In certain instances, an in-mine drill rig 38 located in the mine 34 may be used to ream a portion 40 of the lateral well 30 proximate the mine 34. As a result of reaming, the portion 40 is enlarged to accept a conductor casing 21. It is noted that, although Table 1, below, indicates that the conductor casing 21 and the tubing 22 are formed from PVC pipe, the conductor casing 21 and the tubing 22 may be formed from any material, such as a composite material (e.g., concrete, fiber reinforced epoxy composites, etc.), other types of plastics (e.g., polyethylene, etc.), or any other non-sparking material. The portion 40 may be enlarged such that, when a conductor casing 21 is inserted thereinto, an inner diameter of the conductor is substantially the same as or larger than the diameter of the remainder of the lateral well bore 30. However, reaming a portion of the lateral well bore 30 is not required, and a conductor casing may be placed in the portion 40 of the lateral well bore 30 without reaming. Once the conductor casing 21 is placed within the lateral well bore 30, the conductor casing 21 may be fixed into position, such as by cementing or grouting. Thereafter, if a temporary plug is used, the temporary plug may be withdrawn.

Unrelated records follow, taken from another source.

PR #919, opened 2026-02-16
fix: return attachments as embedded resources instead of writing to filesystem

### LINKED ISSUE #920: jira_download_attachments is broken when server runs remotely (Docker)
## Description

The `jira_download_attachments` tool writes files to the server's local filesystem via a `target_dir` parameter. When the MCP server runs remotely (e.g. in a Docker container), the downloaded files are inaccessible to clients since they exist inside the container's ephemeral filesystem.

## Steps to Reproduce

1. Deploy mcp-atlassian via Docker using the official image (`ghcr.io/sooperset/mcp-atlassian:latest`)
2. Call `jira_download_attachments` with an issue key and a `target_dir` (e.g. `/tmp/attachments`)
3. Observe the response — it reports "success" with file paths like `/tmp/attachments/file.png`
4. Check the local machine — the directory is empty because the files were written inside the now-dead container

## Expected Behavior

Attachment contents should be returned over the MCP protocol so they are accessible to any client, regardless of where the server is deployed.

## Actual Behavior

The tool reports success but the files are written to the server's local filesystem. When running in Docker with `--rm`, the container is destroyed after the request and the files are lost. The client receives only a JSON message with unusable file paths pointing to a dead container.

## Environment

- mcp-atlassian Docker image: `ghcr.io/sooperset/mcp-atlassian:latest`
- Transport: stdio via Docker
- MCP client: VS Code with GitHub Copilot

## Suggested Fix

Return attachments as base64-encoded `EmbeddedResource` objects (using `BlobResourceContents` from `mcp.types`) instead of writing to the filesystem. This is the standard MCP pattern for returning binary data. See PR #919.

WZHBEDZ:
## Summary

The `jira_download_attachments` tool writes files to the server's local filesystem via a `target_dir` parameter. When the MCP server runs remotely (e.g. in a Docker container), the downloaded files are inaccessible to clients since they exist inside the container's ephemeral filesystem.

This PR returns attachment contents inline as base64-encoded `EmbeddedResource` objects over the MCP protocol, eliminating the need for filesystem access on the server.

## Problem

When `jira_download_attachments` is called on a Docker-deployed MCP server:
1. The tool reports **success** and lists file paths like `/tmp/attachments/file.png`
2. Those paths exist **inside the container**, which is already gone (`--rm`)
3. The client receives a JSON success message with unusable file paths

## Solution

- Add `fetch_attachment_content()` method — downloads attachment bytes into memory
- Add `get_issue_attachment_contents()` method — fetches all attachments for an issue as raw bytes
- Rewrite `download_attachments` server tool to return `list[TextContent | EmbeddedResource]` instead of writing to disk
- Remove `target_dir` parameter (no longer needed)
- Each attachment is returned as a `BlobResourceContents` with base64-encoded data

The existing filesystem-based methods (`download_attachment`, `download_issue_attachments`) are preserved for backward compatibility.

## Testing

- 9 new unit tests added for the new methods
- All 33 attachment tests pass
- Pre-commit checks (ruff, ruff-format, mypy) pass
- Manually tested via Docker: 2/2 attachments from a real Jira issue returned correctly as embedded images

Fixes #920

### DIFF
--- a/src/mcp_atlassian/jira/attachments.py
+++ b/src/mcp_atlassian/jira/attachments.py
@@ -1,6 +1,7 @@
 """Attachment operations for Jira API."""
 
 import logging
+import mimetypes
 import os
 from pathlib import Path
 from typing import Any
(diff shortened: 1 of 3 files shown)


sooperset:
Thanks for the contribution! Returning attachments as EmbeddedResource (base64) is exactly the right pattern for MCP — no filesystem dependency, works in Docker. Merged to main (rebased with conflict resolution).

PR #925, opened 2026-02-17
fix(jira): assign issue post-creation to prevent silent assignee drop

### LINKED ISSUE #924: Assignee silently ignored when creating issues via jira_create_issue
### Bug Description

When passing an `assignee` parameter to `jira_create_issue`, the issue is created successfully but the assignee is not set. No error is returned — the issue simply appears as "Unassigned." Setting the assignee via a separate `jira_update_issue` call works correctly.

### Steps to Reproduce

1. Call `jira_create_issue` with a valid `assignee` (email, display name, or account ID)
2. Observe the created issue has no assignee

### Expected Behavior

The created issue should be assigned to the specified user.

### Actual Behavior

The issue is created as "Unassigned." No error or warning is surfaced to the caller.

### Root Cause

`create_issue()` adds the assignee to the `fields` dict and passes it to `self.jira.create_issue(fields=fields)`, but certain Jira Server/DC configurations don't honor the assignee field during issue creation. The Jira REST API's create endpoint doesn't reliably process assignee in the fields payload across all instance types.

### Atlassian Instance Type

- [x] Jira Server / Data Center
- [ ] Jira Cloud (untested, potentially affected)

major:
## Description

Fixes the assignee being silently ignored when creating issues via `jira_create_issue`.

The `create_issue()` method adds the assignee to the `fields` dict passed to the Jira REST API's create endpoint, but certain Jira Server/DC configurations don't honor this field during creation. The issue gets created as "Unassigned" with no error.

This adds a post-creation `jira.assign_issue()` call as a safety net — a dedicated REST API endpoint (`PUT /rest/api/2/issue/{key}/assignee`) that reliably works across all Jira instance types. The assignee is kept in the create fields (belt & suspenders) so there's zero regression risk for Cloud users where it already works. This follows the same two-step pattern already used for epic field updates.

Fixes #924

## Changes

- Add post-creation `assign_issue()` call as a safety net for configs where create-time assignee is silently dropped
- Keep assignee in the create `fields` dict (no regression for Cloud or configs where it already works)
- Update existing tests to verify both the create-time field and the post-creation assignment

## Testing

- [x] Unit tests updated and passing (44/44)
- [ ] Integration tests
- [x] Manual testing (confirmed on Jira Server/DC)

## Checklist

- [x] Code follows the project's style guidelines
- [x] Tests have been added/updated
- [x] All tests pass
- [x] Documentation updated (if applicable)

### DIFF
--- a/src/mcp_atlassian/jira/issues.py
+++ b/src/mcp_atlassian/jira/issues.py
@@ -599,14 +599,18 @@ class IssuesMixin(
             if description:
                 fields["description"] = self._markdown_to_jira(description)
 
-            # Add assignee if provided
+            # Resolve and set assignee in the create fields, and also store
+            # the identifier for a post-creation assign_issue() call.
+            # Some Jira Server/DC configurations silently ignore the assignee
+            # field during creation, so the post-creation call acts as a safety
+            # net (similar to the epic two-step pattern).
+            assignee_identifier = None
             if assignee:
                 try:
-                    # _get_account_id now returns the correct identifier (accountId for cloud, name for server)
                     assignee_identifier = self._get_account_id(assignee)
                     self._add_assignee_to_fields(fields, assignee_identifier)
                 except ValueError as e:
-                    logger.warning(f"Could not assign issue: {str(e)}")
+                    logger.warning(f"Could not resolve assignee: {str(e)}")
 
             # Add components if provided
             if components:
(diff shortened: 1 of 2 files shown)


sooperset:
Merged via squash.

- Prepared head SHA: d4332d3a58cccd08cb9bb4258e26d00ad1147193
- Merge commit: e5bcdb65d32f92498ecd27d94321da93933ab8c3

Thanks @major!

sooperset:
Thank you @major for this practical Server/DC fix. We merged it after rebasing to current main.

The in-mine drill rig 38, if provided, may be used to ream the remainder of the lateral well bore 30. A packer 44 may be positioned in the lateral well bore 30 proximate a kick off point, i.e., the location where the lateral well bore 30 extends from the main well bore 28. In other instances, the packer 44 may be inserted into the lateral well bore 30 at any desired location therein. For example, the packer may be inserted into the lateral well bore 30 at a position uphole from a portion of the lateral well bore 30 that will be intersected by further enlargement of the mine 34. Further, although placement of the packer 44 is described below as being performed from the mine 34, it is understood that the packer 44 may be inserted and/or set into position from the surface 120. The packer 44 may be any type of packer. In one example, the packer 44 may be an inflatable packer.
According to certain implementations, the packer 44 may be attached to a drill rod 46 via a releasable connection (e.g., J-lock or other connection). However, the packer 44 may be inserted into the lateral well bore 30 via any string, such as a working string or drilling string. The drill rod 46 and packer 44 may be extended from the mine 34 and into the lateral well bore 30 via the in-mine drill rig 38. When the packer is located proximate to the kick off point or other desired location, the packer 44 is inflated. Once the packer 44 is inflated, the packer 44 seals a portion of the lateral well bore 30 in communication with the mine 34 from the remainder of the well bore pattern 24. The packer 44 may then be released from the drill rod 46 by decoupling the releasable connection. According to other implementations, the packer 44 may be inserted into the lateral well bore 30 by hand. For example, the packer 44 may be attached to a rod or tube and manually driven into the lateral well bore 30 for placement. According to certain implementations, the packer 44 may be attached to tubular polyvinylchloride (“PVC”) pipe and inserted into the well manually. Alternately, other types of tubing may be used to insert the packer 44 into the lateral well bore 30. For example, tubing formed from fiber-reinforced composite materials (e.g., fiberglass, carbon fiber, Kevlar, etc.), other types of polymers (e.g., polyethylene, etc.), or any other type of non-sparking material may be used.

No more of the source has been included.